Fe3 O4 @Au@Cu2-x S Heterostructures Designed for Tri-Modal Therapy: Photo- Magnetic Hyperthermia and 64 Cu Radio-Insertion

Abstract

Here, the synthesis and proof of exploitation of three-material inorganic heterostructures made of iron oxide-gold-copper sulfide (Fe₃ O₄ @Au@Cu_2-x S) are reported. Starting with Fe₃ O₄ -Au dumbbell heterostructure as seeds, a third Cu_2-x S domain is selectively grown on the Au domain. The as-synthesized trimers are transferred to water by a two-step ligand exchange procedure exploiting thiol-polyethylene glycol to coordinate Au and Cu_2-x S surfaces and polycatechol-polyethylene glycol to bind the Fe₃ O₄ surface. The saline stable trimers possess multi-functional properties: the Fe₃ O₄ domain, of appropriate size and crystallinity, guarantees optimal heating losses in magnetic hyperthermia (MHT) under magnetic field conditions of clinical use.

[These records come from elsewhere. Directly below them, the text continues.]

PR #3566, opened 2015-11-21
Update `config.key` default value

n1c:
The `SomeRandomString` value is too short for `AES-256-CBC` so it errors out when no `APP_KEY` is available.

### DIFF
--- a/config/app.php
+++ b/config/app.php
@@ -78,7 +78,7 @@ return [
     |
     */
 
-    'key' => env('APP_KEY', 'SomeRandomString'),
+    'key' => env('APP_KEY', 'SomeRandomStringSomeRandomString'),
 
     'cipher' => 'AES-256-CBC',
 


rkgrep:
It is supposed to be short, so users have to replace it. Otherwise there will be a plenty of projects with this default not replaced.

GrahamCampbell:
It is intentionally the wrong length to force you to set a random one.

alexleonard:
This again! We really should change this to 

YouMustGenerateAUnique32CharacterStringHere

Or something. I'm losing track of the number of times people have submitted a pull request to change this.

GrahamCampbell:
> I'm losing track of the number of times people have submitted a pull request to change this.

So? Doesn't meant we should.

GrahamCampbell:
> This again! We really should change this to

No we shouldn't! Doing that would be a massive security issue. We 100% require people to set their own key. Failing to do so is like not using encryption at all.

alexleonard:
@GrahamCampbell Hey, sorry I didn't mean that we should submit to the incorrect change request, no matter how many times its made :)

I mean we should still have the default key not 32 characters long so that it throws an error if not changed, but make the text clearer so that people might think before submitting a pull request (unless a key more than 32 characters wouldn't throw the error).

That or put a comment in above the key like:

// This key is purposefully set to less than 32 characters by default because, for security, you must generate your own unique key

Of course that comment would be meaningless for people that use composer create-project or the laravel installer as you get a key generated for you, but at least it might stop people submitting the same pull request over and over ;)

GrahamCampbell:
> I mean we should still have the default key not 32 characters long so that it throws an error if not changed, but make the text clearer so that people might think before submitting a pull request (unless a key more than 32 characters wouldn't throw the error).

Short answer. No.

alexleonard:
Ok, cool. I'll avoid contributing to the email noise if it crops up again :)

n1c:
And what about leaving it empty? At least then a new install works the `php artisan key:generate` command that composer fires. And then we aren't stuck with a non-sane default?

rkgrep:
`php artisan key:generate` puts the key into `.env` file. It may not work if you have `putenv()` function disabled in php.

JulienTant:
@GrahamCampbell strikes again :D

- John doe : "Blabla with some real arguments like having an error message which will help users"
- Graham : No i don't give a shit and i won't argue cause i can't.

Ifnot:
@JulienTant :+1:

shehi:
Laravel can't bother with disabled functions or safe mode really. And if developer uses this framework, they should read installation guide in docs - it's written there clearly why that key needs updating. I agree there should be a comment saying why it is short by default etc, but that can't be a requirement in any way. Overall, I am with @GrahamCampbell in this one.

JulienTant:
This ain't about disabling anything, it's about having a descriptive error message for this case, so the guy know directly what's the issue.

Well, this is not the topic of this issue, and that particular issue deserved to be closed ;-)

GrahamCampbell:
I tried to have this done a while ago, but it turned out to be a stupid idea, and we ended up reverting the changes.

GrahamCampbell:
We're happy with the current situation, and don't intend to change it. It's secure out of the box.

These trimers have indeed record values of specific adsorption rate among the inorganic-heterostructures so far reported. The presence of Au and Cu_2-x S domains ensures a large adsorption which falls in the first near-infrared (NIR) biological window and is here exploited, under laser excitation at 808 nm, to produce photo-thermal heat alone or in combination with MHT obtained from the Fe₃ O₄ domain. Finally, an intercalation protocol with radioactive ⁶⁴ Cu ions is developed on the Cu_2-x S domain, reaching high radiochemical yield and specific activity making the Fe₃ O₄ @Au@Cu_2-x S trimers suitable as carriers for ⁶⁴ Cu in internal radiotherapy (iRT) and traceable by positron emission tomography (PET).

Keywords: Copper-64; cation insertion; inorganic heterostructures; magnetic hyperthermia; phototherapy; thermal decomposition synthesis.